-- REQUIRED WORK --
Starting at the first line of the records below, transcribe each line exactly, ending with the line that contains "### What Happened?".

-- RECORDS TO PROCESS --
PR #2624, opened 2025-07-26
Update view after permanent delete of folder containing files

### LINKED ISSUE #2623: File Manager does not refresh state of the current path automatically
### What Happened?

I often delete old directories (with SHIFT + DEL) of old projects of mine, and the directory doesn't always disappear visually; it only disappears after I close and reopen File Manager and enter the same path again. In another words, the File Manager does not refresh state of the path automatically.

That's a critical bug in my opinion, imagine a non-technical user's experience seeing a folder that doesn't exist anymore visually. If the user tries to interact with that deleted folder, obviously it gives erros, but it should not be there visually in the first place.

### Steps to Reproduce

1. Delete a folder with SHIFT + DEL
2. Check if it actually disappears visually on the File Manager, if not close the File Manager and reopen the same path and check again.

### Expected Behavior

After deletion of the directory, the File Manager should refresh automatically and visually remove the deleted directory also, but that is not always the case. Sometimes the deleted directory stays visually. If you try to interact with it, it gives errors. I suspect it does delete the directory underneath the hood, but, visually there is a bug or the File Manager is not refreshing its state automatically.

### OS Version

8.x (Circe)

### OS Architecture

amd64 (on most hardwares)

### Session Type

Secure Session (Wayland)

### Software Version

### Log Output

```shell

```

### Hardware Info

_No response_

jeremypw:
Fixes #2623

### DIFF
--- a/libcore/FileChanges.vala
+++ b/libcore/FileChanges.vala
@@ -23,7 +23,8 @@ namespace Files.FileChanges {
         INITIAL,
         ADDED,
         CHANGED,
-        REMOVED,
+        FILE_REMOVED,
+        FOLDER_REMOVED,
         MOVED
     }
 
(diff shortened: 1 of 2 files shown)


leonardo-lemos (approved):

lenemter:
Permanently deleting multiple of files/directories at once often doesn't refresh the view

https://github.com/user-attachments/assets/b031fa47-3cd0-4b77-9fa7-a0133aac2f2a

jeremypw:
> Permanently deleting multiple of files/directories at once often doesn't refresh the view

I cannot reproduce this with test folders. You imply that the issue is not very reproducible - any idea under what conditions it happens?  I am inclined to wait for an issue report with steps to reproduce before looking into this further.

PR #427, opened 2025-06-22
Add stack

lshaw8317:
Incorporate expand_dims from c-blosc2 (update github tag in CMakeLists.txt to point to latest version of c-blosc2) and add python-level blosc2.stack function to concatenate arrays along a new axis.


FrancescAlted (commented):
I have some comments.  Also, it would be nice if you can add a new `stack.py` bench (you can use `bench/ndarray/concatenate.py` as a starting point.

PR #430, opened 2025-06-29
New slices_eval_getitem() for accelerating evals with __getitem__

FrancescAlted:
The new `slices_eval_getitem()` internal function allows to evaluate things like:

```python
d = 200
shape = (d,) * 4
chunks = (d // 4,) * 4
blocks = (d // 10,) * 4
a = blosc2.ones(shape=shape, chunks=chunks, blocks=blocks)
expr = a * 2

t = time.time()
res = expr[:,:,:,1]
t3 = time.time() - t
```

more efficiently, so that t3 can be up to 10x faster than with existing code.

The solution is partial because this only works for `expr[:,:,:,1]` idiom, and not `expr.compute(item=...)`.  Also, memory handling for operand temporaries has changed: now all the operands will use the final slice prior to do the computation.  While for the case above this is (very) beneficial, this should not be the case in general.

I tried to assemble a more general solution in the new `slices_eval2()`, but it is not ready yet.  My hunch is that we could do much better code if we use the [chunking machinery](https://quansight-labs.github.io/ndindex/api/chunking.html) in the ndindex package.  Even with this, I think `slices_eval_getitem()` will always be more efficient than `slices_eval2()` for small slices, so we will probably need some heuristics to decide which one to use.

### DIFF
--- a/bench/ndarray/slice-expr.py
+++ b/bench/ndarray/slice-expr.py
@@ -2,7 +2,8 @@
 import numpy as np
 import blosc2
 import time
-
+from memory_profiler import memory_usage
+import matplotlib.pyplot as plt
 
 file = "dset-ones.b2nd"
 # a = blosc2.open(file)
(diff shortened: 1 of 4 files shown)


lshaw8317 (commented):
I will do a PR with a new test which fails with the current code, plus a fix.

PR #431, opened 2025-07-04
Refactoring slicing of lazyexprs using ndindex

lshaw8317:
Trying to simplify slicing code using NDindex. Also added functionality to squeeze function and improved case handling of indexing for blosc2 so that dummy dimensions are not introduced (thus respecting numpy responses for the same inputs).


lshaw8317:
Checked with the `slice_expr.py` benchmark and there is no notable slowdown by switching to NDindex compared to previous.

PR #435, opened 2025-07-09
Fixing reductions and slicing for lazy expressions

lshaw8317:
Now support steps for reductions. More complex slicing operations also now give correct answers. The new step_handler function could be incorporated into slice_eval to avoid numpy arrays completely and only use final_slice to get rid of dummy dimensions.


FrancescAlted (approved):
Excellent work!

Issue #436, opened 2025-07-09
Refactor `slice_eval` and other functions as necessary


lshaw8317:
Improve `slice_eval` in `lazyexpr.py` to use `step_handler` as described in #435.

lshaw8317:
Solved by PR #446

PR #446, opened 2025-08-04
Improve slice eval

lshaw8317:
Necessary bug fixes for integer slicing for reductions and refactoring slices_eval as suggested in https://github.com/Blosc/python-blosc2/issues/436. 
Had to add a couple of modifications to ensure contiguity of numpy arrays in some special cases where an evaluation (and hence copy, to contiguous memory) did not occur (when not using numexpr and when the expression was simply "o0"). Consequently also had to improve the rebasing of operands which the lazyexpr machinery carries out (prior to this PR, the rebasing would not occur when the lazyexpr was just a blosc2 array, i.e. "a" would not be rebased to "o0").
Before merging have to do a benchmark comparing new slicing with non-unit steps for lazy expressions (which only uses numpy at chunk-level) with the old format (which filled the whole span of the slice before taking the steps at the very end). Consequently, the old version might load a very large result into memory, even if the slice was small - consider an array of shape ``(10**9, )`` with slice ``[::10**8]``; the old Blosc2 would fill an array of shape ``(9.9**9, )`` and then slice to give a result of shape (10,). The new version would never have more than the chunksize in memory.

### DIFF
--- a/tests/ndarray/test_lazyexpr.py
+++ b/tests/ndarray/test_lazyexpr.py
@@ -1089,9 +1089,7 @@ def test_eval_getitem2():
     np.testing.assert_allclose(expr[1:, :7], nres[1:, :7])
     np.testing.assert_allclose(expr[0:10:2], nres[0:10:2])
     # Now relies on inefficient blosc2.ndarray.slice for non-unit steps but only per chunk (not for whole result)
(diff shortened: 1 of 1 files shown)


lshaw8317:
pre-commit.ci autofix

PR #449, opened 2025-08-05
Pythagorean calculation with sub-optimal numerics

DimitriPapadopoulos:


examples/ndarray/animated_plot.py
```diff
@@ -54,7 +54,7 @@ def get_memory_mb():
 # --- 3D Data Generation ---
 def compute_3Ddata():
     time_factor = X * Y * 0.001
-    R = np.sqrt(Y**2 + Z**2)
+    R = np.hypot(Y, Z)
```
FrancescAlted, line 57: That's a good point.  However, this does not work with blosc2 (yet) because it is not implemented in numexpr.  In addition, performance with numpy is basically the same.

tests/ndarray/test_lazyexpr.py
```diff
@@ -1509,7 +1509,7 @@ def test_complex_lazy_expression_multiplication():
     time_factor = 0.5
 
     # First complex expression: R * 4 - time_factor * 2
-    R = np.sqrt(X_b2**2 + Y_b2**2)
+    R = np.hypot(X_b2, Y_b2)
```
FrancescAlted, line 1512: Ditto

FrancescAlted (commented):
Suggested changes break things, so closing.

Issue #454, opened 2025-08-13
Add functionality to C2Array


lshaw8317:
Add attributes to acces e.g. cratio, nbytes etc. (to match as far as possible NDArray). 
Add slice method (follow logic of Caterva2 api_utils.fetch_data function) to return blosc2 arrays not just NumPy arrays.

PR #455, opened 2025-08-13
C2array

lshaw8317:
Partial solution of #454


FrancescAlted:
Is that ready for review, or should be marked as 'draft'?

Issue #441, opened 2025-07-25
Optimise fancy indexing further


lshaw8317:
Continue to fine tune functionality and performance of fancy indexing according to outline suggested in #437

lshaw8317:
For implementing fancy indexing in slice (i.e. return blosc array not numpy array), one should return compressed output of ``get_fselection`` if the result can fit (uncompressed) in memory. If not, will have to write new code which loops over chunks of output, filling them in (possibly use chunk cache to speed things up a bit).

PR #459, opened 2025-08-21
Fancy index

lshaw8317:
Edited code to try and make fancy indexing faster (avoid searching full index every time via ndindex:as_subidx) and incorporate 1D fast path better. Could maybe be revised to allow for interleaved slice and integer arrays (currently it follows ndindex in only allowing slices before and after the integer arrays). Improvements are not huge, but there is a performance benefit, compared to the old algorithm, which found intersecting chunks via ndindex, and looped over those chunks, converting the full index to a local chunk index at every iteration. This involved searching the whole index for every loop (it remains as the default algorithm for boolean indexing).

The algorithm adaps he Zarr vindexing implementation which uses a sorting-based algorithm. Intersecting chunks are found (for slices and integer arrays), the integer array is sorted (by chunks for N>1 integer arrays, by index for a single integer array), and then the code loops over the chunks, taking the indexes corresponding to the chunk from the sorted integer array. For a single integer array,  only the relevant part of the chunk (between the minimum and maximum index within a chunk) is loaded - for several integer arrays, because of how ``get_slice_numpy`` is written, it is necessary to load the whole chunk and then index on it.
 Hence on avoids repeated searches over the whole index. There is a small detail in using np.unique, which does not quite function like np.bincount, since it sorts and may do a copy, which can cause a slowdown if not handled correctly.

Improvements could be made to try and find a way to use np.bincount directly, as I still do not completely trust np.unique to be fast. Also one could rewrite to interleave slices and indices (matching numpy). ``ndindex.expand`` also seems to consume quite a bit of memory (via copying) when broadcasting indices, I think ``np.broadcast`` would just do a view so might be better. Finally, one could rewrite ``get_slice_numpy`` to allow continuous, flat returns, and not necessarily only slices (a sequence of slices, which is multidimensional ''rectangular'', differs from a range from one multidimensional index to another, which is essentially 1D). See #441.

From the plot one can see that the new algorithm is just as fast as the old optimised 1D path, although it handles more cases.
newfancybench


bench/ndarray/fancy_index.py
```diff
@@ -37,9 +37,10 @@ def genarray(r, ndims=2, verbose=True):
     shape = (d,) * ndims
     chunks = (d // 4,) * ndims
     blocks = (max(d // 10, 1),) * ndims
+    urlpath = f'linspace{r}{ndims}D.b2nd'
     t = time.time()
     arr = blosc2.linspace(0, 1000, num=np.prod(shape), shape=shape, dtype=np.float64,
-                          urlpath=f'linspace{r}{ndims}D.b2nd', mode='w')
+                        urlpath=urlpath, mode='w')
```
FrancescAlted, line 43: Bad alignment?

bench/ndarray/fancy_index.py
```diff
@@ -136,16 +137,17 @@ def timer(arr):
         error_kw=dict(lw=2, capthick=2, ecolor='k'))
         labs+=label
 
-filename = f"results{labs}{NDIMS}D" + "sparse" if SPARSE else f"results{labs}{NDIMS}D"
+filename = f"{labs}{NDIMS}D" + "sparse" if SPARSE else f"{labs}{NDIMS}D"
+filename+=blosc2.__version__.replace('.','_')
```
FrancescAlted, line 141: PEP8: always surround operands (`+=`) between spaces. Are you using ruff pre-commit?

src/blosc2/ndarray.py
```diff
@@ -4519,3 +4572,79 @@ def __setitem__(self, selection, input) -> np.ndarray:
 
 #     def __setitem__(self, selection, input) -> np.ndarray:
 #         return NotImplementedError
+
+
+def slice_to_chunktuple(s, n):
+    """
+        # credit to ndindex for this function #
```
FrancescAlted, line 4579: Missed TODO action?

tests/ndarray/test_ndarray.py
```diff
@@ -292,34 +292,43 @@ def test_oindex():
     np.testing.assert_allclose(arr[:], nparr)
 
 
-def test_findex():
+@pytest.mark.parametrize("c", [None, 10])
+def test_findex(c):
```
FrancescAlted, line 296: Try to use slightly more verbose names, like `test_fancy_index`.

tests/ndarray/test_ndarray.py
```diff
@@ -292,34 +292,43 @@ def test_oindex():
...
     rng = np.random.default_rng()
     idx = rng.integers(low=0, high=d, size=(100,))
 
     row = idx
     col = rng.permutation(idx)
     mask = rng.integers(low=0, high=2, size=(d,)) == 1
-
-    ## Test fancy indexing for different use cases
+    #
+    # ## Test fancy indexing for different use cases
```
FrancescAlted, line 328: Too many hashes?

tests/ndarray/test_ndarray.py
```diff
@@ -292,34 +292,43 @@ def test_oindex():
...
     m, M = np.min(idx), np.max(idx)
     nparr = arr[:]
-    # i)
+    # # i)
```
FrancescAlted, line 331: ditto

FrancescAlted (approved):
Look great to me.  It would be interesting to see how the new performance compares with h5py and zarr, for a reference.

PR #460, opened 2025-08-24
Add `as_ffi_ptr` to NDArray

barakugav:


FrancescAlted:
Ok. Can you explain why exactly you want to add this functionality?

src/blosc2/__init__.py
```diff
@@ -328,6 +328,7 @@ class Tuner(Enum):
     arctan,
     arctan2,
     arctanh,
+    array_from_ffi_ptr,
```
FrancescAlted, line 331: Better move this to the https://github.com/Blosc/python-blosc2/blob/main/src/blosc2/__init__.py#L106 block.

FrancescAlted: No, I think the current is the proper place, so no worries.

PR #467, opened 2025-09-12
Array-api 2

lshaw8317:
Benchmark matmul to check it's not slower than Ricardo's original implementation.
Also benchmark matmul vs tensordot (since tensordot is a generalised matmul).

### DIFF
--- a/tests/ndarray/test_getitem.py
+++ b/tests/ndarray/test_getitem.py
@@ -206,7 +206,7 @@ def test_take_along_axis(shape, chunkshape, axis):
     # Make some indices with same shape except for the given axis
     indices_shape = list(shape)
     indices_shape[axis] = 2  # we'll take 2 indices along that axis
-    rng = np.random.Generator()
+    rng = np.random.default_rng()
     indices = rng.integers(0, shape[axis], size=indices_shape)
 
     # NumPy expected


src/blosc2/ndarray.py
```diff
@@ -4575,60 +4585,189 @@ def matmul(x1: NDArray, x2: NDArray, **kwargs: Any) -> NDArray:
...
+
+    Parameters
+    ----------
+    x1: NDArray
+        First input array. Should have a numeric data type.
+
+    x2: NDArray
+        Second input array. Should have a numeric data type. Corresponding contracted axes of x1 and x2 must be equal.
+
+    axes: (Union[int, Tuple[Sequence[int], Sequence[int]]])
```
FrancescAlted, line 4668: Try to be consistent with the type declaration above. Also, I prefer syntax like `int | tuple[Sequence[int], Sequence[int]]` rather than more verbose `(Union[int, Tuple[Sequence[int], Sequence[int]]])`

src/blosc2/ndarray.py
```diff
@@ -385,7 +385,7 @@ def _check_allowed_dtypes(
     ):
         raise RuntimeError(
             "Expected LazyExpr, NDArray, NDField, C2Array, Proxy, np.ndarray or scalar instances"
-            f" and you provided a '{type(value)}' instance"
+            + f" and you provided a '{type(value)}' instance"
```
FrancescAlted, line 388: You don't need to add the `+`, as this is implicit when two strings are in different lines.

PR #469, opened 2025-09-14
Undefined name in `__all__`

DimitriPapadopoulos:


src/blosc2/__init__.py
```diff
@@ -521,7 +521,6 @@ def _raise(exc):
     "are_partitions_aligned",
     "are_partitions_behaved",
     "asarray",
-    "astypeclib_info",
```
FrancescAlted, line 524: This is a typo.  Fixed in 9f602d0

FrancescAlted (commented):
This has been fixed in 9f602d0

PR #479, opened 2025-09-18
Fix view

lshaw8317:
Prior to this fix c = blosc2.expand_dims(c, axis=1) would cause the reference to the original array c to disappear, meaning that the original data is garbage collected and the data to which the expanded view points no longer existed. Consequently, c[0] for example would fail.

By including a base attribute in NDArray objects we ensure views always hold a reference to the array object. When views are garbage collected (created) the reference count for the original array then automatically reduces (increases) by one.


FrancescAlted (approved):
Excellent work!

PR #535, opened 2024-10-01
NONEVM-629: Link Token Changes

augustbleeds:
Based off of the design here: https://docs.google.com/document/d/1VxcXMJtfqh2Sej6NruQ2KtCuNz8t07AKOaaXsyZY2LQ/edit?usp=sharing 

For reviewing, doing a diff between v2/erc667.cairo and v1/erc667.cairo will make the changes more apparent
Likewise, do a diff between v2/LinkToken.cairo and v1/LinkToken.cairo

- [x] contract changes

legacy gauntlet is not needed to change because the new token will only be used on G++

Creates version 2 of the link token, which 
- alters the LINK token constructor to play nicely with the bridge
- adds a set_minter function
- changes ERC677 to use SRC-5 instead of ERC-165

-- ANSWER TO THE EXERCISE --
PR #2624, opened 2025-07-26
Update view after permanent delete of folder containing files

### LINKED ISSUE #2623: File Manager does not refresh state of the current path automatically
### What Happened?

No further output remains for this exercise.